Don't companies pay for gas for business travel? If not, that's not fair.

I do feel lucky about where I live, but I didn't just end up here. I spent months checking out places all over while factoring in school, my job, and what places I need to go to on a regular basis and made the decision that if I couldn't afford a car, I'd have to make decisions about my living arrangements accordingly.

:up:
 
LivLuvAndBootlegMusic said:


...but you don't NEED 20 gallons of gas a week and no one's forcing you to buy it...

:up: what bammo said.

Actually people do need 20 gallons a week and we are forced to buy it.

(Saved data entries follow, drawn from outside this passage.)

Issue #1654, opened 2024-08-25
Add renewal count to renewal requests page


jim:
Here's the current page:

![Image](https://github.com/user-attachments/assets/e5d1ba02-7e6d-4ae9-9bd6-9e76317f352b)

* Add a column that shows how many times the item has already been renewed.
* It's OK to rearrange the data or combine columns if needed (the item number could be combined with the item name, etc.)

PR #1740, opened 2024-11-08
Added renewal count to the renewal requests index page

crismali:
# What it does

Added the renewal count to the renewal requests index page and rearranged a few of the columns.

# Why it is important

#1654 

# UI Change Screenshot

The renewal requests index page on a iPad mini
Screenshot 2024-11-08 at 3 28 23 PM

# Implementation notes

If this page needs to support a narrower screen size we can combine some of the columns but the iPad mini (768px wide in portrait mode) seems like it would cover most devices. Let me know if not!

### DIFF
--- a/app/views/admin/renewal_requests/index.html.erb
+++ b/app/views/admin/renewal_requests/index.html.erb
@@ -24,11 +24,9 @@
       <table class="table table-scroll">
         <thead>
           <tr>
-            <th>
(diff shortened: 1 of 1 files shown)


jim (approved):
Looks good to me! I think folks mostly access this on laptops/desktops but we can check with staff to see if that assumption is incorrect.

PR #1751, opened 2024-11-11
Use category name when linking to categories.

jim:
# What it does

Just a very small fix. This bug was preventing the display of category links in the admin items index. We were rendering a link around an empty `name` tag, which meant that the links were effectively invisible. With this fix, they show the category name again.

# UI Change Screenshot

Before: 
Screenshot 2024-11-10 at 7 56 44 PM

After:
Screenshot 2024-11-10 at 7 57 01 PM

### DIFF
--- a/app/views/admin/items/_items.html.erb
+++ b/app/views/admin/items/_items.html.erb
@@ -37,7 +37,7 @@
 
     <%= tag.div class: "items-table-categories" do %>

Owning a home near a city is super expensive so people move out to the boondocks to have a nice place but a shitty commute. The jobs tend to be near the cities so you have to go to the city unless I want to be unemployed and homeless.

Maybe if I didn't have to give up my first born to own a house, I wouldn't be crying about giving up my second born to make the commute to work.
 
Bonochick said:
I only have a fifteen minute drive to work...AND I live in a rural area. :drool:

same here:drool:

its pretty obvious I live in a rural area *note location:| but I am really lucky my job is only 15 minutes away...some people communte 1-4 hours everyday from here:yikes:
 
Dismantled said:


same here:drool:

its pretty obvious I live in a rural area *note location:| but I am really lucky my job is only 15 minutes away...some people communte 1-4 hours everyday from here:yikes:

Hola!!! Dis:wave:


Everywhere is rural in VT - but I still really do miss the place.
 
randhail said:


Actually people do need 20 gallons a week and we are forced to buy it. Owning a home near a city is super expensive so people move out to the boondocks to have a nice place but a shitty commute. The jobs tend to be near the cities so you have to go to the city unless I want to be unemployed and homeless.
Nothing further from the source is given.